Blackstaff river: Belfast ink company says it's responsible for red river spill
A Belfast packaging firm has said it is responsible for a pollution spill that caused the Blackstaff river to turn red.
The spill was reported to the Department of Environment on Wednesday.
In a statement to the BBC, director at Delta Packaging, Neal McCone, said it was a case of "human error".
"It is an accidental discharge of one of our inks which is a water-based, food-safe ink so it poses no threat to the environment.
He said it was a relatively small amount of ink, approximately 20 or 30 litres at the most.
"It doesn't paint a very attractive picture but even now, it has been significantly diluted at this stage."
He said the product did not pose a risk to fish or plant life.
"It's a food-safe ink."
Inspectors have confirmed the presence of pollution, which caused the river to turn a shade of red.
CCTV video from a firm overlooking the river showed it getting increasingly polluted after 09:30 BST on Wednesday.
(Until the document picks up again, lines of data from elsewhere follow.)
PR #751, opened 2026-09-21
test: remove legacy tests/ suite superseded by test/integration

Allen-Cherian:
Removes the root-level tests/ directory, the old Python suite that drove the node through CLI subcommands and flags (generatetestrbt, -grpcPort) that no longer exist in the binary; it has been untouched
  since the March Postgres migration and cannot run.
  The tests.yml workflow that invoked it was already removed on 2026-09-10, and the committed test/integration harness covers RBT, NFT, FT and smart-contract flows through the HTTP API, so nothing in the
  repo references the deleted tree.


gklps (approved):
LGTM

PR #752, opened 2026-09-22
Fix whole rbt minter check

maneeSHA-256:
## Summary

- Fixes part-token transfers failing `ValidateMinterAllowlist` after the first hop following a split. The receiver asked only the current sender for the whole-token genesis, and a later holder never has the burnt whole token's chain.
- Closes a gap where a peer could serve any genesis that names an allowlisted minter. The gate now checks that the genesis mints the requested whole token and is signed by the claimed minter.
- Cuts repeat network fetches by storing the burnt whole token's chain locally once it has been resolved.

## Changes

- `resolveSplitInitiator` reads the part token's own height-0 (split) transaction and asks that split's initiator for the genesis first. If that fails it falls back to the declared `genesisPeer`, the same peer is never asked twice, and the error lists every peer that failed.
- `genesisMintsToken`: the served genesis must mint `wholeID` with an empty `PreviousTransactionID`, otherwise it is rejected. This check always runs.
- `verifyFetchedGenesisSignature` / `Core.verifyGenesisSignature`: verifies the initiator signature against the minter's DID, using `InitialiseDID` to resolve it. A failure rejects the genesis only when `enforceGenesisSignature` is set.
- New `Core.SyncBurntTokenChainFromPeer`: saves the whole token's chain from the peer that served the genesis, but only if the chain's last entry is a burn. A failure here is only logged.
- `ValidateTransaction` / `ValidateMinterAllowlist` take two new callbacks (`syncBurntChain`, `verifyGenesisSig`), passed in from the quorum and fullnode.

## Testing

- New unit tests in `minter_allowlist_test.go` check peer order and fallback, no duplicate fetches, fullnode chain reads, when the chain is saved and that a save failure is non-fatal, rejection of genesis for another token or a part token, and signature verification and enforcement. `go test ./core/consensus/` passes.


core/consensus/minter_allowlist.go
```diff
@@ -33,9 +80,69 @@ func ValidateMinterAllowlist(
...
+	return validateMinterAllowlist(txnInfo, isFullnode, w, log, fetchGenesisTx, syncBurntChain, verifyGenesisSig, testnet, mainnet)
+}
+
+// enforceGenesisSignature gates whether a whole-token genesis whose signature
+// fails to verify is REJECTED (true) or merely logged (false).
+//
+// Staged rollout, deliberately off. Verification needs the claimed minter's DID
+// document, which Core.InitialiseDID may have to fetch over the network, so a
+// benign resolution failure would reject an otherwise-valid mainnet transfer.
+// Run log-only until telemetry shows no benign failures, then flip to true.
```
gklps: Where is it flipped to false? once its true when will it revert to false?

core/consensus/minter_allowlist.go
```diff
@@ -33,9 +80,69 @@ func ValidateMinterAllowlist(
...
+
+// verifyFetchedGenesisSignature checks that the genesis carries the claimed
+// minter's own signature over it.
+//
+// A whole-token mint sets Initiator == Owner == the minting DID and signs with
+// util.SignTransaction (Wallet.PersistGenesisTokenRecord), so the initiator
+// signature is exactly what util.VerifySignature validates. Passing this means
+// the attacker must hold an allowlisted minter's private key, not merely name
+// its DID.
+func verifyFetchedGenesisSignature(
```
gklps, line 130: Can we check the signature using original bytes and not just struct?

something like 

`
id := hex.EncodeToString(util.CalculateHash(genesisTx.Info, constants.HashAlgorithm_SHA3_256))
`
`
if id != genesisTx.ID {
    return fmt.Errorf("genesis bytes do not hash to its ID")
}
sigBytes, err := util.Base64ToBytes(sig.InitiatorSignature)
`
`
if err != nil {
    return err
}
ok, err := dc.SignVerify([]byte(genesisTx.ID), sigBytes)
`

core/consensus/minter_allowlist.go
maneeSHA-256: It was false and I changed it to true (line 99), missed updating the comments. Will update it.

core/consensus/minter_allowlist.go
maneeSHA-256: Ultimately, that it happening. Since there is already a function to verify the signature on transaction, I reused that function here. Original byte verification function, which is used here, is defined in util/transaction.go: 40

core/consensus/minter_allowlist.go
maneeSHA-256: updated

gklps (approved):
LGTM

PR #321, opened 2021-08-24
Allow UserFilledStar to have a dynamic color

leonardokl:
It was only possible to use the default icon color.

Screen Shot 2021-08-24 at 17 05 28
Screen Shot 2021-08-24 at 17 06 06


rafaelcoleta (approved):

rafaelcoleta:
@leonardokl should we have a unit test to test and document this scenario?

ggdaltoso (approved):

ggdaltoso:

The river is still discoloured and the Department of Environment (DoE) and the NI Environment Agency (NIEA) are investigating.
The river runs through the city, much of it underground.
The pollution occurred on a section close to the M1 motorway.
David McElvanna, who works nearby, sent CCTV footage of the spill to the BBC.
"We noticed the river turning red in work and were quite amazed by it.
"It's the brightest colour of red we've seen it, and it's definitely changed a few shades in its time, but this is the brightest."
"Our office manager tweeted the Environment Minister Mark H Durkan to tell him about it."